Task statement: Find the string "indicators" in the records and copy each line where it occurs.

(Collected data entries)
PR #3233, opened 2022-12-04
Fix typo #3210

### LINKED ISSUE #3210: [BUG]: Scheduled close missing word "in".
### Bot Version

4.0.1

PM2

### Error Logs

boop

### Screenshots

_No response_

### modmail.py
line 449

        embed = discord.Embed(
            title="Scheduled close",
            description=f"This thread will close {silent}{human_delta}.",
            color=self.bot.error_color,
        )

Cordila:
Closes #3210 by fixing the typo.


cogs/modmail.py
```diff
@@ -448,7 +448,7 @@ async def send_scheduled_close_message(self, ctx, after, silent=False):
 
         embed = discord.Embed(
             title="Scheduled close",
-            description=f"This thread will close {silent}{human_delta}.",
+            description=f"This thread will close in {human_delta} {silent}.",
```
Taaku18, line 451: There are some spacing issues here: always an extra space before the period and an extra space before "silently" when silently close.

I suggest changing the string to: `f"This thread will{' silently' if silent else ''} close in {human_delta}."` then remove [L447](https://github.com/modmail-dev/modmail/pull/3233/files#diff-bdc24e11b743f28e1f3139a9a78b2ee2c7bd0c71b132e396d57841e9998ccd90R447).

Taaku18 (changes requested):

cogs/modmail.py
StephenDaDev: I agree this format is better than both the current and proposed, makes it more polished for end user

Taaku18 (dismissed):

PR #3239, opened 2023-01-07
Fix replies in dms not being sent

### LINKED ISSUE #3238: Allow "user replying" messeges to be sent to the thread

In a modmail thread, if the user sends a message but replies to a bot message, it won't be sent to the thread, confusing the users.

How the user sees the threads
How the staff sees the thread

I think it would be great if the bot sent to the thread all the messages the user sends, even if it's a normal message or a replying message. 

- [ ] Logviewer
- [ ] New config option

If the solution above can't be done, it would be great to indicate with a ❌ emoji that the message wasn't sent.

### Who will this benefit?

Modmail users mostly, as it can confuse them.

### Additional Information

_No response_

RealCyGuy:
In discord.py v2, a new message type [`discord.MessageType.reply`](https://discordpy.readthedocs.io/en/stable/api.html?highlight=messagetype#discord.MessageType.reply) was added so we have to check for that as well.

Fixes #3238

### DIFF
--- a/bot.py
+++ b/bot.py
@@ -888,7 +888,7 @@ class ModmailBot(commands.Bot):
             return
         sent_emoji, blocked_emoji = await self.retrieve_emoji()
 
-        if message.type not in {discord.MessageType.default, discord.MessageType.reply}:
+        if message.type not in [discord.MessageType.default, discord.MessageType.reply]:
             return
 
         thread = await self.threads.find(recipient=message.author)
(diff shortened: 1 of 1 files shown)


StephenDaDev:
@Taaku18 If you could look at this as well its a pretty big issue

Taaku18 (approved):
Looks good, will merge now.

PR #963, opened 2025-01-22
Improve better song of double time experience

Archez:
This makes a few significant updates to the Better Song of Double Time enhancement:

* Selecting your time no longer actors the actors and scene on the fly, instead the final time will only be applied after selecting your time.
* Selecting your time will queue up the Song of Double Time cutscene (pressing A can skip it as usual)
* To ensure that actors aren't processed early on the new time, we force a respawn in-place to reload the scene with the new time applied. This covers use cases like trying to use BSoDT to "cheat" the Aliens minigame, but also other cases of actor quirks that we might not know of.
* The arrows/control stick indicators now animate just like they would in shops.
* Analog stick support for adjusting the time with more precision
* DPad support for adjusting the time in repeated amounts. Repeat behavior is similar to cursor movement on kaleido.
* Added holding R to speed up time adjustments along side the existing holding Z to slow down
* Added visual indicators for Z and R
* Added a HUD override-_override_ system so that we can temporarily force the clock into is vanilla position/scale when using BSoDT
* Added Before/After hooks for clock drawing to facilitate hijacking the time values so that all clock draw reflects the selected time without the game state changing.
* Added checks for 0th day and 4th to prevent using SoDT similar to vanilla (on vanilla SoDT softlocks), which reuses existing text IDs. This is a compromise, because although we could maybe "support" 0th/4th, there aren't good ways to visualize that, and we'd have to prevent going from 0th/4th to normal days.
* The A button is shown on HUD with DECIDE

https://github.com/user-attachments/assets/fe0f8075-a5dd-48fa-b82a-7111a86597ff

### Build Artifacts
  - [2ship-linux.zip](https://nightly.link/HarbourMasters/2ship2harkinian/actions/artifacts/2481588273.zip)
  - [2ship-mac.zip](https://nightly.link/HarbourMasters/2ship2harkinian/actions/artifacts/2481594205.zip)
  - [2ship-windows.zip](https://nightly.link/HarbourMasters/2ship2harkinian/actions/artifacts/2481604535.zip)

### DIFF
--- a/mm/2s2h/BenGui/BenMenu.cpp
+++ b/mm/2s2h/BenGui/BenMenu.cpp
@@ -986,7 +986,8 @@ void BenMenu::AddEnhancements() {
         .CVar("gEnhancements.Songs.BetterSongOfDoubleTime")
         .Options(CheckboxOptions().Tooltip(
             "When playing the Song of Double Time, you can now choose the exact time you want to go "
-            "to, similar to the 3DS version."));
+            "to, similar to the 3DS version.\n\n"
+            "Holding Z allows decreasing the time adjustment factor, while holding R will increase the factor"));
     AddWidget(path, "Enable Sun's Song", WIDGET_CVAR_CHECKBOX)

Reply:
* The arrows/control stick indicators now animate just like they would in shops.
* Added visual indicators for Z and R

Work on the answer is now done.